下の写真は横浜のある保育園の写真です。3mぐらいのボルタリングボードがあり、4歳か5歳児の子どもたちが、命綱もなしに、裸足と素手で登って行くんです。下に置いてあるのは、厚さ10cm~15cmほどのマットだけです。この保育園の園長先生は「子どもが自分の責任で、自分が行けると判断したら行きなさい。行けないと思ったら、行くのを止めなさい」という教え方をされています。実際は、殆ど怪我がないそうです。同じように鋸を使って竹を切っていたり、先生方と一緒に泥遊びをしていたりします。昨今の都市部の園舎ではなかなか見ることができないシーンです。ロープ一本だけで石垣の上に登った後は、やはりロープで降りるわけです。登った後は、自分の責任で降りなさい、ということです。隣の木が2階を超えているので、2m以上はあると思います。その木にはツリーハウスの土台がありますが、大人が登ってもちょっと足がすくむぐらいの高さです。それも子どもの判断で登っていきます。目の前で、何人かの子どもが登っていきました。危険と判断力を培うことを大事にしている園でした。
次の写真は、デンマークの企業内保育園です。僕は、この園の環境が好きです。木造のバラック小屋のような園舎で、ちょっと入り組んだ道に、いろいろな木や草花が生えていて、子どもが隠れる事が出来る場所がいっぱいあります。ちょっと茂みに入って行けば、虫や花に出会うでしょうし、発見がいっぱいある環境です。子どもたちにとって、こういう園は楽しいだろうなと感じました。これはデンマークの園です。木のまわりにあるフェンスが、ささくれだらけになっています。子どもが怪我をしたらどうするんだという話になりがちですが、園長先生は「それで怪我をしても、次は怪我をしなくなる」という考え方をされていました。

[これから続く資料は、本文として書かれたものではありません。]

PR #1723, opened 2021-09-29
fix: showing a warning on transactions detail/cosignature modal

### LINKED ISSUE #1719: Additional warning for aggregate bonded announced by "third party" address
Reason:

Scammers are sending aggregate bonded requesting all funds to random addresses (transaction is initialized from a "third-party" wallet). For example:
http://explorer.symbolblockchain.io/transactions/7BE1EB498B914BDA7F17C26789711E62276280F6322A8C3F36A9E60CD878C9B6

We should add a warning (after pop up with password) - double confirmation - to ask the user if he really wants to send this transaction because it was initialized by the third-party wallet.

We should warn if account which initialized tx is not related to an account that is signing (we should not warn if another cosigner from the same multi- initialized the transaction).

There are some legit bonded initialized by "third-party" accounts like those send by All nodes or nember.art and in future we should maybe do some "whitelist" of addresses.

yilmazbahadir:
fixes #1719 
showing a warning on transactions detail/cosignature modal and getting ack when the tx is announced by 3rd party account

WIP: 
* texts need to be localized
* all the transaction types need to be tested (restriction, metadata etc)

image

https://www.loom.com/share/57b7dcfb2dd14f12b7067eaa999a57e3

### DIFF
--- a/src/language/en-US.json
+++ b/src/language/en-US.json
@@ -1126,5 +1126,8 @@
     "welcome_to_symbol": "Welcome to Symbol",
     "word": "Word",
     "ws_connection_failed": "The wallet cannot monitor the activities of your account on the Symbol chain. Please try selecting a different node.",
-    "x_seconds": "{seconds}s."
+    "x_seconds": "{seconds}s.",
+    "transaction_cosignature_warning_dont_sign": "Do not sign if you do not know the origin of the transaction.",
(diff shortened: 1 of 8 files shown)


cryptoBeliever:
I think only case we should avoid is warning for cosigners when we creating multisig: https://share.getcloudapp.com/9ZuQZnWK

cryptoBeliever (approved):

次は、アメリカはオレゴンのモンテッソーリ系幼稚園の写真です。どうやって登るのだろう、登ったあとどうするのだろうという環境が点在していました。僕らのアメリカのイメージは、訴訟社会で、リスクに対して徹底的にマネージメントされているイメージでした。しかし、ここはその逆だったので驚きました。入園する前に親がクレームを申し立てしないように契約書を交わしている事も大きいようですが、子どもたちに良い環境を用意したいという園長先生の強い思いで、実現しているそうです。
こちらの浜松の幼稚園等でも、ちょっとずつ危ない仕掛けを、園に散りばめています。このようなひさしを支える柱も、子どもが登り始めたりします。これが登れるようになると、さらに太いものを登り始めます。この子は、手がまわってないのに、簡単に登っていくんです。さらにすごいのは、下で3人ぐらいの子どもたちが並んで待ってるんです。子どもって大人が知らない沢山の可能性もっているんだなと思います。